◆ Provided data:

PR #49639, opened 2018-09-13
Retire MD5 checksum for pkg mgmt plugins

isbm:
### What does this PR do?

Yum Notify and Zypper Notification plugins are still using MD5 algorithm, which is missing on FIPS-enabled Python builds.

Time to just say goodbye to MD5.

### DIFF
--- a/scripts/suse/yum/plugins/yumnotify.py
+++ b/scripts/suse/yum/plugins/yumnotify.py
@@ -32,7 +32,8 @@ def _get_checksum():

--

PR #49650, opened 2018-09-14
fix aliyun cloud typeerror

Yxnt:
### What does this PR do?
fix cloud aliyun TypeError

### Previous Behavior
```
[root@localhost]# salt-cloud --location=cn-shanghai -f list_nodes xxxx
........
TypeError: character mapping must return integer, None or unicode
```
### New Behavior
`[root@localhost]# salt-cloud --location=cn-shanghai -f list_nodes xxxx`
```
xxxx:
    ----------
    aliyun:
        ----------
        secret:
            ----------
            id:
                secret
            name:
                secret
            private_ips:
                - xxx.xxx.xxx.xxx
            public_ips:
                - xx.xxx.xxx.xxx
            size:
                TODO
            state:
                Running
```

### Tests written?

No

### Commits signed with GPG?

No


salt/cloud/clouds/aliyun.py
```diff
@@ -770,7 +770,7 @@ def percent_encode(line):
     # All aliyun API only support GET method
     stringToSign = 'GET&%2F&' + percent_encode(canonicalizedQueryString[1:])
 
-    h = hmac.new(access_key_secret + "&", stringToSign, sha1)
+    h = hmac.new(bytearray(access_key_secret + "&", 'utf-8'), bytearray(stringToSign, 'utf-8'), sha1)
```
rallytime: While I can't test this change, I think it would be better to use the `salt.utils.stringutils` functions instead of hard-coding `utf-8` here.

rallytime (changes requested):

==

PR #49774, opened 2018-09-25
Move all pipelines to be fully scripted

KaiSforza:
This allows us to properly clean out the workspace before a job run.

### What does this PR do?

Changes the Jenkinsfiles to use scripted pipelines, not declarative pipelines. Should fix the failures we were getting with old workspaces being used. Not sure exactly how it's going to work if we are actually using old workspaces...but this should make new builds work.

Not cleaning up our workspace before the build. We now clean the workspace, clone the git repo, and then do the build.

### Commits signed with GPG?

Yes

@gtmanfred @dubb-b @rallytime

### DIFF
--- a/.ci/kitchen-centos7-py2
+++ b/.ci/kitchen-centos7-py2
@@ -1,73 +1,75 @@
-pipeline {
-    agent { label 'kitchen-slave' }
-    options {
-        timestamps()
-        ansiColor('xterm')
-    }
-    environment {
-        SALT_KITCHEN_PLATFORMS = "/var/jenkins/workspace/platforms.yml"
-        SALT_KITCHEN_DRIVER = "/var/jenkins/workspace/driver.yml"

◆ Exercise prompt:
Every line above with the string "rallytime" in it should be copied into the answer.

◆ Completed exercise:
rallytime: While I can't test this change, I think it would be better to use the `salt.utils.stringutils` functions instead of hard-coding `utf-8` here.
rallytime (changes requested):
@gtmanfred @dubb-b @rallytime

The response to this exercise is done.